Slices
Kaskada offers the ability to interact with slices of datasets. A slice represents a way to filter a large dataset to create a smaller dataset. By slicing a large dataset, queries may access a subset of the data and thus run significantly faster.
Slices preserve the statistical properties of the entire dataset. In general, slices either include all of a given entity’s data or none of it - sampling occurs at the granularity of individual entities.
Slicing only ever affects the produced set of results - never the data
used to produce a given result. As a result, some expressions like
lookup
cannot slice as efficiently as others because the entire
dataset may be required to produce any result.
Entity Key Percent Filter
This filter type slices the input dataset down to a percentage of the
entity keys. Recall that Kaskada manages data with tables, and creating
a table requires an entity_key_column_name
. An entity key is a key
associated with each row. The entity should identify a thing in the
world related to each event.
This filter will read every row and remove rows based on the entity key column in a deterministic and scalable fashion. The filter only runs on the new data when adding additional data to the table. Re-computation of previous sliced data is not required.

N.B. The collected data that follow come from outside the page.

PR #258, opened 2019-01-15
docs: Clarify that command: is only for flatpak run

matthiasclasen:
This may not otherwise be obvious.


alexlarsson:
@rh-atomic-bot r+

PR #264, opened 2019-01-25
manifest: Add default-branch key

alexlarsson:
This is similar to branch and used if branch is not set. However, this
key (as opposed to branch) is overridden by the --default-branch option.

The idea is that most apps in flathub would use default-branch=stable, so
that a standart flatpak-builder command will build a "stable" release.
However, when building a test build we can use --default-branch=test to
override that. Then special cases like theme extensions and other things
that require a specific branch value to work at all can use branch="1.0".

### DIFF
--- a/doc/flatpak-manifest.xml
+++ b/doc/flatpak-manifest.xml
@@ -58,7 +58,24 @@
                 </varlistentry>
                 <varlistentry>
                     <term><option>branch</option> (string)</term>
-                    <listitem><para>The branch of the application, defaults to master.</para></listitem>
+                    <listitem><para>The branch to use when exporting
+                    the application. If this is unset the defaults
+                    come from the default-branch option.</para>
+                    <para>This key overrides both the default-branch
+                    key, and the --default-branch commandline
+                    option. Unless you need a very specific branchname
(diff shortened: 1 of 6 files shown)


alexlarsson:
@rh-atomic-bot r+

matthiasclasen:
Why do we need both branch and default-branch ? Does that buy us anything over having 
branch overridable with `--branch` ? Is the point that branch is _not_ overridable ?

alexlarsson:
The goal is this:
 * If you check out the main branch of a flathub git repo and run flatpak-builder app.json (with no special options) it will build a "stable" branch
 * Builds in normal flathub will also build a "stable" branch
 * Test builds in flathub will build a "test" branch
 * Non-applications, like icon themes or similar things have very specific needs for the branch name. (Icon themes must have branch 1.0, gtk theme 3.24, etc.)

The last goal means we can't always pass --branch stable that overrides the branch from the manifest, therefor flathub passed --default-branch=stable. This works fine only if you don't specify *any* branch in the repo, but in that case a local build with no --default-branch argument will build a "master" branch, which is not great.

PR #266, opened 2019-01-30
manifest: use the sdk branch from the sdk ref specified by the user

MatMaul:
Allow install_extension_deps to take the sdk branch as param as a side effect.

This is to accommodate this kind of app extension building:
https://github.com/MatMaul/flathub/blob/org.videolan.VLC.Plugin.bluray/org.videolan.VLC.Plugin.bluray.json

Needs https://github.com/flatpak/flatpak/pull/2664.

### DIFF
--- a/src/builder-manifest.c
+++ b/src/builder-manifest.c
@@ -3660,6 +3660,7 @@ static gboolean
 builder_manifest_install_extension_deps (BuilderManifest *self,
                                          BuilderContext  *context,
                                          const char *runtime,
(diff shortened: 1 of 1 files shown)


alexlarsson:
@rh-atomic-bot r+

MatMaul:
Great thanks.
It would be nice if you can cut a release of flatpak-builder when you release flatpak 1.2.1, I need all of that to move on with the VLC Blu-ray plugin.

PR #269, opened 2019-02-06
Fixup error messages

alexlarsson:
We were printing argv[3] which is wrong (and typically null).
Instead set the error message where it happens and we know
what we were trying to do.


alexlarsson:
@rh-atomic-bot r+

PR #270, opened 2019-02-08
Fix handling of sdk default compiler options

alexlarsson:
It turns out that newer flatpaks changed the output of flatpak info
and we relied on parsing that due to the lack of --show-location option
to flatpak info. However, that has been added since flatpak 0.11.8, so
just use that instead of parsing it.


alexlarsson:
@rh-atomic-bot r+

PR #277, opened 2019-04-04
Update platform creation to ensure good mtimes and better cacheing

alexlarsson:
This splits the platform creation into 3 parts:
 * base - create the initial directory based on the parent platform
 * prepare - run prepare commands and apply all changes
 * cleanup - apply cleanups and cleanup commands

This has cacheing advantages in that prepare_commands and cleanup changes
only cause the minimal amount of rebuilds.

Additionally, it ensures that the mtimes are zeroed out (from the
previous checkout) both when the prepare and cleanup commands are run.
This is actually important, since these often generate caches (for
example fontconfig ones) which rely on zeroed mtimes so they match
what will be deployed.

### DIFF
--- a/src/builder-manifest.c
+++ b/src/builder-manifest.c
@@ -1869,20 +1869,15 @@ builder_manifest_checksum_for_bundle_sources (BuilderManifest *self,
 }
 
 static void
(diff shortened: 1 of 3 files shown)


alexlarsson:
@rh-atomic-bot r+

PR #281, opened 2019-04-19
utils: force exit host commands when flatpak-builder exits

chergert:
If we are spawning applications on the host using the Development service,
then we want those commands to exit when the flatpak-builder process
exits, as can happen from Ctrl^C or kill().

### DIFF
--- a/src/builder-flatpak-utils.h
+++ b/src/builder-flatpak-utils.h
@@ -33,6 +33,7 @@
 
 typedef enum {
   FLATPAK_HOST_COMMAND_FLAGS_CLEAR_ENV = 1 << 0,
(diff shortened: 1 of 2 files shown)


alexlarsson:
Hmm, this is a flatpak >= 1.2 flag, and previous versions will fail with G_DBUS_ERROR_INVALID_ARGS if we set it, so we should detect that and re-try.

alexlarsson:
Its a bit lame that we added that flag but did not bump the portal version nr...

chergert:
Updated to check for invalid-args only once and retry without `WATCH_BUS`.

alexlarsson:
@rh-atomic-bot r+

alexlarsson:
@rh-atomic-bot retry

Here is an example of creating an entity key filter in Python:
from kaskada.slice_filters import EntityPercentFilter
filter_percentage = 12.34
entity_filter = EntityPercentFilter(filter_percentage)
The example above creates a new EntityPercentFilter
from the Kaskada
Slicing module with a filtering percentage of 12.34%.
Entity Key Percent Filter Additional Details
-
The provided filter percentage must be between 0.1% and 100% inclusive.
-
Slices with larger percentages include entities from smaller percentages. For example:
-
Given a slice with 10% included results from entities: A, B, and C.
-
A slice with 20% would at least include A, B, and C plus additional entities D, E, and F.
-
-
If new data is added to the table, the previously sliced entity keys will also be included in the latest data with an additional probability of new entity keys. For example:
-
Given a slice with 10% included results from entities: A and B.
-
New data is uploaded to the table with entities: A, C, D, and E. A will automatically be included in the slice. C, D, and E all have a 10% chance of being included in the slice.
-
Usage
The usage of a slice is only applicable at query time, and only one
filter can be applied per query. To apply a filter to a query, use the
Kaskada module method: set_default_slice
.
After setting the slice, all subsequent queries will utilize the slice filter on the same session.
IPython (Jupyter) Extension
from kaskada.slice_filters import EntityPercentFilter
from kaskada.client import set_default_slice
filter_percentage = 12.34
entity_filter = EntityPercentFilter(filter_percentage)
set_default_slice(entity_filter)
%%fenl
{
time: Purchase.purchase_time,
entity: Purchase.customer_id,
max_amount: Purchase.amount | max(),
min_amount: Purchase.amount | min(),
}
Python
from kaskada import query
from kaskada.slice_filters import EntityPercentFilter
from kaskada.client import set_default_slice
filter_percentage = 12.34
entity_filter = EntityPercentFilter(filter_percentage)
set_default_slice(entity_filter)
query = '''
{
time: Purchase.purchase_time,
entity: Purchase.customer_id,
max_amount: last(Purchase.amount) | max(), min_amount: Purchase.amount | min()
}
'''
query.create_query(expression=query)
Entity Keys Filter
The entity keys filter slices the input dataset to the provided entity keys. Once the filter is applied, only data with an entity key in the provided entity keys will be queryable. Currently, we only support numeric and string entity key filtering.
Here is an example of creating an entity key filter:
from kaskada.slice_filters import EntityFilter
from kaskada.client import set_default_slice
entity_keys = ["customer_01", "customer_03"]
entity_filter = EntityFilter(entity_keys)
set_default_slice(entity_filter)
The example above creates a new EntityFilter
from the Kaskada Slicing
module with entity key filters for "customer_01" and "customer_03".
Entity Key Filter Additional Details
-
The provided keys must match the table’s entity key type, and only numeric/string types are supported.